### RECORDS TO PROCESS

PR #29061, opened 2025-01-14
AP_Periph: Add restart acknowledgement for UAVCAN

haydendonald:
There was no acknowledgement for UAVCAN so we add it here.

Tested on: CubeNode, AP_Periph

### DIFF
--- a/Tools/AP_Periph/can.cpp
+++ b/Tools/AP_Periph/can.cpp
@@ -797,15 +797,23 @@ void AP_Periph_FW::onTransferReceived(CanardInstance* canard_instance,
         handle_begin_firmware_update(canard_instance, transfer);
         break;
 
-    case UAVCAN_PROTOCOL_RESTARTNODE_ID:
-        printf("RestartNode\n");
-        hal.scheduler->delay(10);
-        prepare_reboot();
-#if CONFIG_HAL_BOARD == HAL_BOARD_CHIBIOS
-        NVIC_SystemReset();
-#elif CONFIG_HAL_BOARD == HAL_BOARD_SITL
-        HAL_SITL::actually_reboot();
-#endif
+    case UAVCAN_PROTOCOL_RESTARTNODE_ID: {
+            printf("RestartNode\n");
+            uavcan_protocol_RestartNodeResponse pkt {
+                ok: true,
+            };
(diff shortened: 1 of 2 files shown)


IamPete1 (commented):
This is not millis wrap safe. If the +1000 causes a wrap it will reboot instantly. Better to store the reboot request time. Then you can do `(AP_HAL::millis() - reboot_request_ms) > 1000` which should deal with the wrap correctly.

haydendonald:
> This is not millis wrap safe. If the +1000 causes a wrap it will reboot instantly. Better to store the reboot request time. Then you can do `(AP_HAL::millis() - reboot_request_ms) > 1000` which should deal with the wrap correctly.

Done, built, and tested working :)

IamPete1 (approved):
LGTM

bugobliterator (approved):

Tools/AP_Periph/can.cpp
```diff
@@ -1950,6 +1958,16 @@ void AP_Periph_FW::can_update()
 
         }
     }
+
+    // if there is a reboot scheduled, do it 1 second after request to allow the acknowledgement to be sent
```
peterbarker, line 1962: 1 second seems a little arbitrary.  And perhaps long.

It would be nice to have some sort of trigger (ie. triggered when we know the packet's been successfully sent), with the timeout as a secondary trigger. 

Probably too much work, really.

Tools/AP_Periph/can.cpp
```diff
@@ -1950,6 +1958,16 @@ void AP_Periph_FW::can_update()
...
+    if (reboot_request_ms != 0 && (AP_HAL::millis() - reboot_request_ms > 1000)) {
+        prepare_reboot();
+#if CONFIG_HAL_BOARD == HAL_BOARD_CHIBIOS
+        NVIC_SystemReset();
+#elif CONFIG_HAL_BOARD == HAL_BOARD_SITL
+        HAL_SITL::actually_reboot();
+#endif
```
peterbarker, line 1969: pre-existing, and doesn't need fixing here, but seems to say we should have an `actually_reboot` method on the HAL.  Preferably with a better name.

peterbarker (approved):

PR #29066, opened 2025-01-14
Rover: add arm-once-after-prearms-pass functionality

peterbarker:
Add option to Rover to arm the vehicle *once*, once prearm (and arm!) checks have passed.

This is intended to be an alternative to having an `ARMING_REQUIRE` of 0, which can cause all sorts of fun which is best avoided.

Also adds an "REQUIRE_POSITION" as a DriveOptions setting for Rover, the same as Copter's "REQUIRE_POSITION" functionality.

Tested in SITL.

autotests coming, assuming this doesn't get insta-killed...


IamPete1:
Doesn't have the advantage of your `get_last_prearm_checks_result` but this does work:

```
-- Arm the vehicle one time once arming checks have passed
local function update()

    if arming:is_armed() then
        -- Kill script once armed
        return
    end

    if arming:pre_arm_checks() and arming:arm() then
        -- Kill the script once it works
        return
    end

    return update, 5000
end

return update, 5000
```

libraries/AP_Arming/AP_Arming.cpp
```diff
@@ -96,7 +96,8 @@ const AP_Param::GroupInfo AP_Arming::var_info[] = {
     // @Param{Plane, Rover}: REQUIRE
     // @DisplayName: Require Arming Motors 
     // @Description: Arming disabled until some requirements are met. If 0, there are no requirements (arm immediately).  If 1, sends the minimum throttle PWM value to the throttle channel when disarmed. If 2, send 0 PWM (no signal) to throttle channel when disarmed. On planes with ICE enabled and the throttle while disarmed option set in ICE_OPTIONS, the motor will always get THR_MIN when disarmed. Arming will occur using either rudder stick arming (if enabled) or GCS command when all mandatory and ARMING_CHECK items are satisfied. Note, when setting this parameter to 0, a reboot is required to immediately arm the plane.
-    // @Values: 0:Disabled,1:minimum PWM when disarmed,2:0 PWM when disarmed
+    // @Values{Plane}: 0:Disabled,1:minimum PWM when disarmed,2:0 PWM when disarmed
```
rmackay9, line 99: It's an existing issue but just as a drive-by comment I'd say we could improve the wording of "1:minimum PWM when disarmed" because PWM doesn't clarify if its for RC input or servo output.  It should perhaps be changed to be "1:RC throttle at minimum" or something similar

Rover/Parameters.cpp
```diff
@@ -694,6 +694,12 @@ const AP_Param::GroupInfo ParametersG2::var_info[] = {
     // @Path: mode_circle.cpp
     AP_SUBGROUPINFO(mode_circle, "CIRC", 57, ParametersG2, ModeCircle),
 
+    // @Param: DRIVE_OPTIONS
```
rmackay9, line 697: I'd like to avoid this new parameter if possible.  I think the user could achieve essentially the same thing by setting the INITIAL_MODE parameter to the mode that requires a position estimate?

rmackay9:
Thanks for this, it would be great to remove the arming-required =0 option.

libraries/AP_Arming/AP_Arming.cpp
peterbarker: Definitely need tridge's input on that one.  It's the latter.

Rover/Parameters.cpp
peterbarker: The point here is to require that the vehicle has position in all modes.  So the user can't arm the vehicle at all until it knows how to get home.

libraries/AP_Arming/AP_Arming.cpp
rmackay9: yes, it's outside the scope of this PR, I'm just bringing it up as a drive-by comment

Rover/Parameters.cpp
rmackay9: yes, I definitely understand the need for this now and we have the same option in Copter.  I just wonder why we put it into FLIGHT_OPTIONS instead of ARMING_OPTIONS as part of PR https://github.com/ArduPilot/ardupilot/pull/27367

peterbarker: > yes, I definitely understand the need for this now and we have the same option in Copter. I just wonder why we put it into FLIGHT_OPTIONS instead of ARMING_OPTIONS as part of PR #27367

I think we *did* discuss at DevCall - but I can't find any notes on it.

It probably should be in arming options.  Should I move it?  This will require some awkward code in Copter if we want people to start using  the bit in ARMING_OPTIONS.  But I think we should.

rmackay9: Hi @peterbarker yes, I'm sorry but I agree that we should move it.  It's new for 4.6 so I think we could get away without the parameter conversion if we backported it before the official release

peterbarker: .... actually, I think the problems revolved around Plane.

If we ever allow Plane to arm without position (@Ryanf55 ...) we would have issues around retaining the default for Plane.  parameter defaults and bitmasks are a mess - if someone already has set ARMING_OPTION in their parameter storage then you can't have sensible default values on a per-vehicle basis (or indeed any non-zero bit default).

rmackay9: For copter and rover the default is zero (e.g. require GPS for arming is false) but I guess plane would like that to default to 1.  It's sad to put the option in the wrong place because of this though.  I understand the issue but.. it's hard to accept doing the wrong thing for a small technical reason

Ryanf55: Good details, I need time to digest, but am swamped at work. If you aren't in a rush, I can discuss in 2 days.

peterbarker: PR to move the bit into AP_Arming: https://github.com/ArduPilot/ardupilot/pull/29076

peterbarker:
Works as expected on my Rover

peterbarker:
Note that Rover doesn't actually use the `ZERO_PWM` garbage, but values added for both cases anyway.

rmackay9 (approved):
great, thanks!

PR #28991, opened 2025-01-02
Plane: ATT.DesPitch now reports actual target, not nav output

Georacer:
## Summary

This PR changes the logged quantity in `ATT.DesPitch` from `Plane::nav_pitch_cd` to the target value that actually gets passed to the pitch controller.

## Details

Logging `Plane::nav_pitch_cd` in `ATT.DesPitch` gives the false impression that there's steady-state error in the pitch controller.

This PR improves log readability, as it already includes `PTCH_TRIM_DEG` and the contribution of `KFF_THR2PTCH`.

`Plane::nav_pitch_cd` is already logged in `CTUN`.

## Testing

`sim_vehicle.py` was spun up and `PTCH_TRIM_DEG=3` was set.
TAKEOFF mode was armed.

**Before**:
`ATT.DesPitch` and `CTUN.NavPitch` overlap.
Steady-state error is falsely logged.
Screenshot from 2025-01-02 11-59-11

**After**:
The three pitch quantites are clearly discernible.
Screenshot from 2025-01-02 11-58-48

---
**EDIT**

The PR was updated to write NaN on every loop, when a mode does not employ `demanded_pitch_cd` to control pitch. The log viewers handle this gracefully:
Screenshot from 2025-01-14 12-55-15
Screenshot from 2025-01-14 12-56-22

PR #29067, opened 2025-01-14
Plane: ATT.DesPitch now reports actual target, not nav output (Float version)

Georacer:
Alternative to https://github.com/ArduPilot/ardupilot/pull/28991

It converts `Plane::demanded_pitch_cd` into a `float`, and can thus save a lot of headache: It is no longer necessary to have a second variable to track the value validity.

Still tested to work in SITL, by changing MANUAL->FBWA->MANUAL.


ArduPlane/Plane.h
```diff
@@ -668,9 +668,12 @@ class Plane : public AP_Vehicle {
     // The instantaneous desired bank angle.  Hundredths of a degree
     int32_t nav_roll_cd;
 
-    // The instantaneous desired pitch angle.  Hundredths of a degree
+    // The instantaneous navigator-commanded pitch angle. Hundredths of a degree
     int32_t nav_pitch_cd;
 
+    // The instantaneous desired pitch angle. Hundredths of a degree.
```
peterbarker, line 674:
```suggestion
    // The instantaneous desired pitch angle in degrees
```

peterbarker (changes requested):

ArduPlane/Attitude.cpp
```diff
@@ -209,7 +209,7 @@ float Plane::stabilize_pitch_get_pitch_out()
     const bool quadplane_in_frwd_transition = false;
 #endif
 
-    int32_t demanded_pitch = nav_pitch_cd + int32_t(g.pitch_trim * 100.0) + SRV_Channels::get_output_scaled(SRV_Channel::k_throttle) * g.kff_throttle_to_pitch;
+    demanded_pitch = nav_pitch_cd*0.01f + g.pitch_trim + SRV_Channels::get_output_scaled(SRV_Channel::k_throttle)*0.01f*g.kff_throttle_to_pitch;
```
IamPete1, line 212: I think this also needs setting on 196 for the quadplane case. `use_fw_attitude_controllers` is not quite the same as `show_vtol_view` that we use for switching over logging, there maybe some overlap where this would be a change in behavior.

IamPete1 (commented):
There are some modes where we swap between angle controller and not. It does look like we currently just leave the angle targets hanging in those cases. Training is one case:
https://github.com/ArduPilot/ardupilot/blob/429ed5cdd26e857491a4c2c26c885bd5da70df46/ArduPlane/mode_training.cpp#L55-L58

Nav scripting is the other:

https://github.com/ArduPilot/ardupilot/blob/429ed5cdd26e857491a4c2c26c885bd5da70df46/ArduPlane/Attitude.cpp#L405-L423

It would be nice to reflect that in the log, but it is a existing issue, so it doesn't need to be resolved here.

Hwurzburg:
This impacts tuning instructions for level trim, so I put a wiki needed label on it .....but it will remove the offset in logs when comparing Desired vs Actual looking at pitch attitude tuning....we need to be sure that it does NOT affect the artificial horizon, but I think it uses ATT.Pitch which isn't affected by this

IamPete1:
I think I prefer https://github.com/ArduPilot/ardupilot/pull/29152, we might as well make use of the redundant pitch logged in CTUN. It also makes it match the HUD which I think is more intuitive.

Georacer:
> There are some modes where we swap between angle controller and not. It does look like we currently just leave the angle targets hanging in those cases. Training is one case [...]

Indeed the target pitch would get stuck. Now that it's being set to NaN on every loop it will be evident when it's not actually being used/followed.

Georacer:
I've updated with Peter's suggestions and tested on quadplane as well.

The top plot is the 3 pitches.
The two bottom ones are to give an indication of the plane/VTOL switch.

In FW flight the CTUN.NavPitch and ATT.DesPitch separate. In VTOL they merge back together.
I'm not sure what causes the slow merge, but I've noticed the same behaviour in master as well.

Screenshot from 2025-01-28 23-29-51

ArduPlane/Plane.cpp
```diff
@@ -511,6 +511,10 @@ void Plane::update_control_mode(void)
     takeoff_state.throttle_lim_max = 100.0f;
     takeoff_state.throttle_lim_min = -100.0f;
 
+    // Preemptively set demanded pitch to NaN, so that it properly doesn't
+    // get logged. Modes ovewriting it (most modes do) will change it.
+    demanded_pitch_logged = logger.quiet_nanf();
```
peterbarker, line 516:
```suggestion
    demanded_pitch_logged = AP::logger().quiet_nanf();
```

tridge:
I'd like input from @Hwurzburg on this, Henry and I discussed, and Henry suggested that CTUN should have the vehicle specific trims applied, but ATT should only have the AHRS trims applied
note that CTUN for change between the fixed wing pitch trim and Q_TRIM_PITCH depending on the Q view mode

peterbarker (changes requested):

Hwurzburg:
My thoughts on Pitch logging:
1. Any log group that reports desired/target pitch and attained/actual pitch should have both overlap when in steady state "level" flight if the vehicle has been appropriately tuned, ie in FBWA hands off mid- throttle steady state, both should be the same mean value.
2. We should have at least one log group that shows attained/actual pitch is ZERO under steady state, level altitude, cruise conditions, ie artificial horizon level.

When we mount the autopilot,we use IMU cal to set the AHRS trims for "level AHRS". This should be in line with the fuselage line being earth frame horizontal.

######

* **EXERCISE DESCRIPTION**
Find the lines above that contain the word "NavPitch" and collect them.

* **YOUR RESPONSE**
`ATT.DesPitch` and `CTUN.NavPitch` overlap.
In FW flight the CTUN.NavPitch and ATT.DesPitch separate. In VTOL they merge back together.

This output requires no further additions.